• _YOUR INSTRUCTIONS_: State how many lines in the records hold the word "opened", giving the number and no other text.

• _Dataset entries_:
PR #1592, opened 2023-04-27
Add diagnostic for missing `0` in RawFloatLiteralExprSyntax

kimdv:


Sources/SwiftParser/Expressions.swift
```diff
@@ -1263,6 +1263,29 @@ extension Parser {
...
+      // Special case ".<integer_literal>" like ".4".  This isn't valid, but the
+      // developer almost certainly meant to use "0.4".  Diagnose this, and
+      // recover as if they wrote that.
+      if let integerLiteral = self.consume(if: .integerLiteral) {
+        return RawExprSyntax(
+          RawFloatLiteralExprSyntax(
+            floatingDigits: RawTokenSyntax(
+              missing: .floatingLiteral,
+              arena: self.arena
+            ),
```
ahoppen, line 1276: Can’t you create a floating literal token with the `0.4` text here already instead of having to construct it in `ParseDiagnosticGenerator`? `arena.intern` might be a useful method for that.

Sources/SwiftParserDiagnostics/ParseDiagnosticsGenerator.swift
```diff
@@ -678,6 +678,39 @@ public class ParseDiagnosticsGenerator: SyntaxAnyVisitor {
     return .visitChildren
   }
 
+  public override func visit(_ node: FloatLiteralExprSyntax) -> SyntaxVisitorContinueKind {
+    if shouldSkip(node) {
+      return .skipChildren
+    }
+    if node.floatingDigits.presence == .missing,
+      let tokens = node.unexpectedAfterFloatingDigits?.onlyTokens(satisfying: { $0.tokenKind == .period || $0.tokenKind.isIntegerLiteral })
```
ahoppen, line 686: I think you can use `twoTokens` instead of `onlyTokens` here to ensure that we really only match `period` followed by an integer literal.

Sources/SwiftParser/Expressions.swift
kimdv: I was thinking of that.
But not sure if we should do that inside the parser tough.

How should I add `"0"` and then append the dot token and the internet literal.

And another thing is that if we start to recover here how do we add a fit it and diagnostic ?

ahoppen: Can’t you just do something like the following? And the diagnostic just stays exactly the same, it just picks up the float literal contents from the missing token instead of constructing it itself.

```swift
let text = arena.intern("0" + String(syntaxText: tokenText) + String(syntaxText: integerLiteral.tokenText))
...
floatingDigits: missingToken(.floatingLiteral, text: text, arena: self.arena)
```

kimdv: This is not possible. I get an error `Cannot convert value of type 'String' to expected argument type 'SyntaxText'`

ahoppen: Ah, you need to expose the following as `@_spi(RawSyntax)`

 https://github.com/apple/swift-syntax/blob/7f1f40fe6e1dccef90010072f3ff9d60444a0ade/Sources/SwiftSyntax/SyntaxArena.swift#L82

kimdv: I've not fully understund the usage of `@_spi(RawSyntax)`
Can you please explain what it exactly does?

ahoppen: Oh, OK. So SPI stands for “System Programming Interface”. The idea is that you might want to expose a function to selected clients but not the general public. The idea is that you mark your function as `@_spi(RawSyntax)` public and then it will only be accessible to clients that `@_spi(RawSyntax) import SwiftSyntax`. 

The interface of the SPI will be in `.private.swiftinterface` files that can be stripped away when a library is distributed, basically making the SPI unavailable for third-party clients. 

https://github.com/apple/swift/blob/main/docs/ReferenceGuides/UnderscoredAttributes.md#_spispiname has a little bit more information.

Sources/SwiftParserDiagnostics/ParserDiagnosticMessages.swift
```diff
@@ -306,6 +306,14 @@ public struct IdentifierNotAllowedInOperatorName: ParserError {
   }
 }
 
+public struct InvalidFloatLiteralMissingLeadingZero: ParserError {
+  public let integerLiteral: TokenSyntax
```
ahoppen, line 310: What do you think about naming this `decimalDigits`? `integerLiteral` is a bit confusing to me since this is an error about floating point literals.

ahoppen (approved):

PR #1595, opened 2023-04-28
Fix a precondition failure if a generic parameter clause had an additional closing right angle

ahoppen:
rdar://108624264

PR #1614, opened 2023-04-28
[5.9] Fix a precondition failure if a generic parameter clause had an additional closing right angle

ahoppen:
* **Explanation**: If a generic argument clause has an additional closing `>`, we performed a misparse, causing a precondition failure because we were consuming `>>` as a right angle, which doesn’t match the expected text.
* **Scope**: Parsing of generic argument argument clauses
* **Risk**: Very low. The old code was obviously wrong
* **Testing**: Added regression test
* **Issue**: rdar://108624264
* **Reviewer**: @bnbarham on https://github.com/apple/swift-syntax/pull/1595

### DIFF
--- a/Sources/SwiftParser/Declarations.swift
+++ b/Sources/SwiftParser/Declarations.swift
@@ -544,7 +544,7 @@ extension Parser {
 
     let rangle: RawTokenSyntax
     if self.currentToken.starts(with: ">") {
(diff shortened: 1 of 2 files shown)


ahoppen:
@swift-ci Please test

kimdv (approved):

PR #1616, opened 2023-04-28
Fix diagnostic for wrong `where` in if statement

kimdv:


Tests/SwiftParserTest/translated/RecoveryTests.swift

• _ANSWER FOR THIS EXERCISE_: 4